━━━━━ EXTRACTED MATERIAL ━━━━━
PR #6204, opened 2017-04-27
Bryanv/mappers

### LINKED ISSUE #5268: Improve mappers' inheritance structure
Currently we have:

```
```

bryevdv:
- [x] issues: fixes #5268
- [x] tests added / passed

@mattpap @canavandl @bokeh/dev This PR cleans up the transform/mapper/scale structure. It is the basis of some other work around fixing categoricals,  adding custom mappers, and getting rid of the gorpy `mapper_type` junk. But I'd like to get the big disruptive re-org part merged first, and then follow on with other work in other PRs. 

Question: do we update `@xmapper`, `@x_mappers[]` etc to use the "scale" terminology everwhere? It's definitely the "right" thing to do, but is also somewhat disruptive. I think we'd have to leave back-compat aliases in for awhile at least. We should decide to do it (or not) and if yes, then I will do it as part of this PR. 

I also plan to add some docs (including some migration notes) and tests to this PR before merging but I wanted to get these questions out of the way. 

@mattpap I also need your help specifically to fix up the TS typings appropriately. 

---

Description:

* `Transform` is represents a computation in JS, and always has `compute` and `v_compute`
* `ColorMapper` is now subclasses of `Transform` which allows `DataSpec` to be cleaner. Continue to call color "mapper" because that is common terminology
* `Scale` is a subclass of `Transform` and represents and *invertible* computation. It adds `invert` and `v_invert`. All the old non-color mappers are now scales, e.g. `LinearScale`

Future work this supports:

* get rid of `mapper_type` gorp, in favor of sending scale models explicity 
* add a `CustomJSScale`
* clean up categorical handling


bokeh/core/properties.py
```diff
@@ -1440,7 +1440,6 @@ def __init__(self, key_type, value_type, default, help=None):
                 Either(
                     String,
                     Instance('bokeh.models.transforms.Transform'),
-                    Instance('bokeh.models.mappers.ColorMapper'),
```
bryevdv: This has bothered me for ages.

bokehjs/src/coffee/api/typings/models/scales.d.ts
```diff
@@ -0,0 +1,3 @@
+declare namespace Bokeh {
+
+}
```
bryevdv: @mattpap need your help here. I think the `mappers.d.ts` file also needs updating not that color mapper inherits from `Transform`

mattpap: There are no typings for transforms yet, so this has to be added first. Otherwise changes should be straightforward (move `mappers.d.ts -> scales.d.ts`, change the base and do renaming).

bryevdv:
━━━━━
■ ASSIGNMENT ■
All of the entries should be transcribed exactly as they appear.

■ ANSWER FOR THE TASK ■
PR #6204, opened 2017-04-27
Bryanv/mappers

### LINKED ISSUE #5268: Improve mappers' inheritance structure
Currently we have:

```
```

bryevdv:
- [x] issues: fixes #5268
- [x] tests added / passed

@mattpap @canavandl @bokeh/dev This PR cleans up the transform/mapper/scale structure. It is the basis of some other work around fixing categoricals,  adding custom mappers, and getting rid of the gorpy `mapper_type` junk. But I'd like to get the big disruptive re-org part merged first, and then follow on with other work in other PRs. 

Question: do we update `@xmapper`, `@x_mappers[]` etc to use the "scale" terminology everwhere? It's definitely the "right" thing to do, but is also somewhat disruptive. I think we'd have to leave back-compat aliases in for awhile at least. We should decide to do it (or not) and if yes, then I will do it as part of this PR. 

I also plan to add some docs (including some migration notes) and tests to this PR before merging but I wanted to get these questions out of the way. 

@mattpap I also need your help specifically to fix up the TS typings appropriately. 

---

Description:

* `Transform` is represents a computation in JS, and always has `compute` and `v_compute`
* `ColorMapper` is now subclasses of `Transform` which allows `DataSpec` to be cleaner. Continue to call color "mapper" because that is common terminology
* `Scale` is a subclass of `Transform` and represents and *invertible* computation. It adds `invert` and `v_invert`. All the old non-color mappers are now scales, e.g. `LinearScale`

Future work this supports:

* get rid of `mapper_type` gorp, in favor of sending scale models explicity 
* add a `CustomJSScale`
* clean up categorical handling


bokeh/core/properties.py
```diff
@@ -1440,7 +1440,6 @@ def __init__(self, key_type, value_type, default, help=None):
                 Either(
                     String,
                     Instance('bokeh.models.transforms.Transform'),
-                    Instance('bokeh.models.mappers.ColorMapper'),
```
bryevdv: This has bothered me for ages.

bokehjs/src/coffee/api/typings/models/scales.d.ts
```diff
@@ -0,0 +1,3 @@
+declare namespace Bokeh {
+
+}
```
bryevdv: @mattpap need your help here. I think the `mappers.d.ts` file also needs updating not that color mapper inherits from `Transform`

mattpap: There are no typings for transforms yet, so this has to be added first. Otherwise changes should be straightforward (move `mappers.d.ts -> scales.d.ts`, change the base and do renaming).

bryevdv:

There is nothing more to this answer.